**** DATA PROVIDED ****
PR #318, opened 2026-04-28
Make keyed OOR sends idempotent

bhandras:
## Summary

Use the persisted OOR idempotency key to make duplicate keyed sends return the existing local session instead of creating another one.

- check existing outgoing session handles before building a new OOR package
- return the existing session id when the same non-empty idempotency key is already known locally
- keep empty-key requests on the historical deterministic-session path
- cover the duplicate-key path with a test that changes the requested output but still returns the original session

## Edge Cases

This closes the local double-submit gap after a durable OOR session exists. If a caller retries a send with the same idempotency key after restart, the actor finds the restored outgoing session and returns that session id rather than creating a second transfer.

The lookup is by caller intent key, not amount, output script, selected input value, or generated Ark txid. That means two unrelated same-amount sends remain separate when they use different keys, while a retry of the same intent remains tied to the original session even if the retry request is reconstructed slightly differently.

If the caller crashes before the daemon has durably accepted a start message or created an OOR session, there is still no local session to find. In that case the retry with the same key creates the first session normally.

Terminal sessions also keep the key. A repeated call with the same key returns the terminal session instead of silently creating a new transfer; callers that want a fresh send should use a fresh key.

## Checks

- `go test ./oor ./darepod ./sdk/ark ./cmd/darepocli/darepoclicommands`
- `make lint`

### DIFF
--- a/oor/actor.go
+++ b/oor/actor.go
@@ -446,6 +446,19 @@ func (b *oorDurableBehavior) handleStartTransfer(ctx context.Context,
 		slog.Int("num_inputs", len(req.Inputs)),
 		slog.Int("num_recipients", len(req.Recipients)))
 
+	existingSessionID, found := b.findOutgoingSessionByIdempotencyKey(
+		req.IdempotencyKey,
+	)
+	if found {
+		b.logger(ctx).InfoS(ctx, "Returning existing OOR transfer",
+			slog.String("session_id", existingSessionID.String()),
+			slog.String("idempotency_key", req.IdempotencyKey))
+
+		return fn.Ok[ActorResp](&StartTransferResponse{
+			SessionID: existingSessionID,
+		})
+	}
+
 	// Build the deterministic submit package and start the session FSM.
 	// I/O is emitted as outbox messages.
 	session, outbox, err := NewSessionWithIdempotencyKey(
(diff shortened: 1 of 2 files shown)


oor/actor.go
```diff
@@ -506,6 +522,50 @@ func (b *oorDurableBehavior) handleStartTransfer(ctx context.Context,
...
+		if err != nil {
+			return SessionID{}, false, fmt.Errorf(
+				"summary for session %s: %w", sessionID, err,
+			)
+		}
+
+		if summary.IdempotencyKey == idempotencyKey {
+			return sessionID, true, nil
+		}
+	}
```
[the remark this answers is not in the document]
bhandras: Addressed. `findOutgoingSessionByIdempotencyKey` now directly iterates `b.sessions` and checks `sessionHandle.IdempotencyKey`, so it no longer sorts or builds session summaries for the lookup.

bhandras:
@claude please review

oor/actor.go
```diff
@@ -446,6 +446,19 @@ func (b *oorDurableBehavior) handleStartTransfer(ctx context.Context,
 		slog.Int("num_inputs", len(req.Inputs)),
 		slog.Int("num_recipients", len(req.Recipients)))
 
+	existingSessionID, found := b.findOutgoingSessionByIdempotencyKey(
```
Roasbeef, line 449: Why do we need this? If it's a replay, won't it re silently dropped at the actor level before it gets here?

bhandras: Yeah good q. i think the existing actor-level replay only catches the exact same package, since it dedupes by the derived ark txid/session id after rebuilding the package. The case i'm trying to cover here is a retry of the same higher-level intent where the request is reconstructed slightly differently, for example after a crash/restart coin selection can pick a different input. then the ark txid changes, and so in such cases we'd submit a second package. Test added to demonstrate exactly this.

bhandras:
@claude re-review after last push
****
**** DATA PROVIDED ****
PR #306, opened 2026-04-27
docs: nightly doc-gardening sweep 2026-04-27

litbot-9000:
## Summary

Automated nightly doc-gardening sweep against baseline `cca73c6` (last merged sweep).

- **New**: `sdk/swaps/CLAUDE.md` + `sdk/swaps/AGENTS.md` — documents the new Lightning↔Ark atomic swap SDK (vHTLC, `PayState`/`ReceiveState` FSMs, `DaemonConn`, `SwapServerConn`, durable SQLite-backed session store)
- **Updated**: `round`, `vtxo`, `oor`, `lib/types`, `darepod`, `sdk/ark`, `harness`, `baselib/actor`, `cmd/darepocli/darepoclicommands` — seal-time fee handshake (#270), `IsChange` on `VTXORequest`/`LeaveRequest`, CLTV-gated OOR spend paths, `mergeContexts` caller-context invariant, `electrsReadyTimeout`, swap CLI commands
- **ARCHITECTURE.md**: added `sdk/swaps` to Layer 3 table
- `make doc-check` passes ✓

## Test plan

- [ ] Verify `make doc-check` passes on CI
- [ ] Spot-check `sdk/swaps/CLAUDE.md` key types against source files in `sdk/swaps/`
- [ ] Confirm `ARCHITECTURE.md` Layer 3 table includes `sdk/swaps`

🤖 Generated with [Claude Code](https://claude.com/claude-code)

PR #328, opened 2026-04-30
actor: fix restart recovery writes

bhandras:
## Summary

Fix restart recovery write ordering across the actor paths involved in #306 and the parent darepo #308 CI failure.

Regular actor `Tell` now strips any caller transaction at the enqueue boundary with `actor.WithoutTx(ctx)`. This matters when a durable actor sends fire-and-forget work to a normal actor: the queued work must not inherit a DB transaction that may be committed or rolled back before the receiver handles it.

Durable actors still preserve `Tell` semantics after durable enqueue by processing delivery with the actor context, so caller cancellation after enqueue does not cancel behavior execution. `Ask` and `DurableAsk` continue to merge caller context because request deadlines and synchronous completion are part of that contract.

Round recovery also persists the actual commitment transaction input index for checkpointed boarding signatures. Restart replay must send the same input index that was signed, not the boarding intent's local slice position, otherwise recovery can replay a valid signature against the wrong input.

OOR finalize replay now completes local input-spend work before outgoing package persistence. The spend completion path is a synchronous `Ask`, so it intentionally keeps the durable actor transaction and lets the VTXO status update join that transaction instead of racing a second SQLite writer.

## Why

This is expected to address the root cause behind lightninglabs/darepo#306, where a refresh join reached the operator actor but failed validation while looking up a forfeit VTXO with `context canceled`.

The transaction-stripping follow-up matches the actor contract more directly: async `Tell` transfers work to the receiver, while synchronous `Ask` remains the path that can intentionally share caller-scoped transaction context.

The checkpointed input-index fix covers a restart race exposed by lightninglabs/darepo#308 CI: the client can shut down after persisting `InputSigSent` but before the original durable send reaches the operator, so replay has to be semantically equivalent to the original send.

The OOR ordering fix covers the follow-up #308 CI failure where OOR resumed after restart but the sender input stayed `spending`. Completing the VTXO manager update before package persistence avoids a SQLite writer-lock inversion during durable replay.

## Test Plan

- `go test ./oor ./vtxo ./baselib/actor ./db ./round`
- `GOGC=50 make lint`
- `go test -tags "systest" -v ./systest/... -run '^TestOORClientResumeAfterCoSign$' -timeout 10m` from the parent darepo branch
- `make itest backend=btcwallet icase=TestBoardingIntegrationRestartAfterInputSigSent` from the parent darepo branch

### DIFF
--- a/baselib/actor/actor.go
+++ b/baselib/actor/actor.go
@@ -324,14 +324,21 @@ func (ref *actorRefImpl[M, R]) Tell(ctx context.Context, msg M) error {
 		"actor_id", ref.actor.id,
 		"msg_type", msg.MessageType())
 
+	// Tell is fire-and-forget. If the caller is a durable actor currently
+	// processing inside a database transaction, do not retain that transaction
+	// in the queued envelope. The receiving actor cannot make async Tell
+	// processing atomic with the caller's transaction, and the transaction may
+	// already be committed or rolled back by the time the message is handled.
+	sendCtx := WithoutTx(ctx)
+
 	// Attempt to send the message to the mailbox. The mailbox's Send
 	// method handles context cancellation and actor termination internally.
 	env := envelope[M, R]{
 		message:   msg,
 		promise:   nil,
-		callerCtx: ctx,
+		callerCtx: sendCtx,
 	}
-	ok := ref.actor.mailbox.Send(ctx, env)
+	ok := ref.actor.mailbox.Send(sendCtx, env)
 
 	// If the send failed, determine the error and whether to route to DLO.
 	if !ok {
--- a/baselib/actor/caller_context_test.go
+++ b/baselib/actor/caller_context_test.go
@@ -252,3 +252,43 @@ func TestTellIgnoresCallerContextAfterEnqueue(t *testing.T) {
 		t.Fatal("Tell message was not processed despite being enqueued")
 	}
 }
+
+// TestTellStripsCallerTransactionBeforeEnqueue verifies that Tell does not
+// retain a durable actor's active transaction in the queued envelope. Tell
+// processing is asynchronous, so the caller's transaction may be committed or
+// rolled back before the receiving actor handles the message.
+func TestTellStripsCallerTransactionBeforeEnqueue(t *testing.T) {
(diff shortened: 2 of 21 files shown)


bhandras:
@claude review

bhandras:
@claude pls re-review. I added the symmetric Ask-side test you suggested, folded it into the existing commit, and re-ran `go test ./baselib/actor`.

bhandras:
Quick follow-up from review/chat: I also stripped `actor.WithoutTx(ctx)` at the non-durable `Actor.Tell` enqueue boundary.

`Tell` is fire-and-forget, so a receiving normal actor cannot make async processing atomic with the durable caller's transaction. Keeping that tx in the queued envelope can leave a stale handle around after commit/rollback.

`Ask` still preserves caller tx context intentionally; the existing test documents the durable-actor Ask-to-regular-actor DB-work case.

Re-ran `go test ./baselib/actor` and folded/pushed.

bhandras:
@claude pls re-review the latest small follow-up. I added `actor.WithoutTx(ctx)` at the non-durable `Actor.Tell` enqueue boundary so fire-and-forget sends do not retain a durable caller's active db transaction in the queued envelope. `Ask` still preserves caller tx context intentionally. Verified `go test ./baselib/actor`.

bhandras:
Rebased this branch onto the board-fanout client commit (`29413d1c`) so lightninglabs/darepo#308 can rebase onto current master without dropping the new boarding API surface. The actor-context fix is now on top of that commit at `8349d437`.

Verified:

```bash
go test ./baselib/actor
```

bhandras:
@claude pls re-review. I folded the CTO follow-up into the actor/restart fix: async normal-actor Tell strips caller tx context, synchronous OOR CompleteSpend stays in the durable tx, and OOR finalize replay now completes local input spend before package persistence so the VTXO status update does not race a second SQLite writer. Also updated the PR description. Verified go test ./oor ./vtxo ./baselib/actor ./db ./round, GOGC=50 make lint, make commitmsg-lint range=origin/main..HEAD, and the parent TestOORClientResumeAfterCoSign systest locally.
****
=== WORK TO BE COMPLETED ===
Gather each line from the entries above that includes the word "index".

=== SOLUTION ===
Round recovery also persists the actual commitment transaction input index for checkpointed boarding signatures. Restart replay must send the same input index that was signed, not the boarding intent's local slice position, otherwise recovery can replay a valid signature against the wrong input.
The checkpointed input-index fix covers a restart race exposed by lightninglabs/darepo#308 CI: the client can shut down after persisting `InputSigSent` but before the original durable send reaches the operator, so replay has to be semantically equivalent to the original send.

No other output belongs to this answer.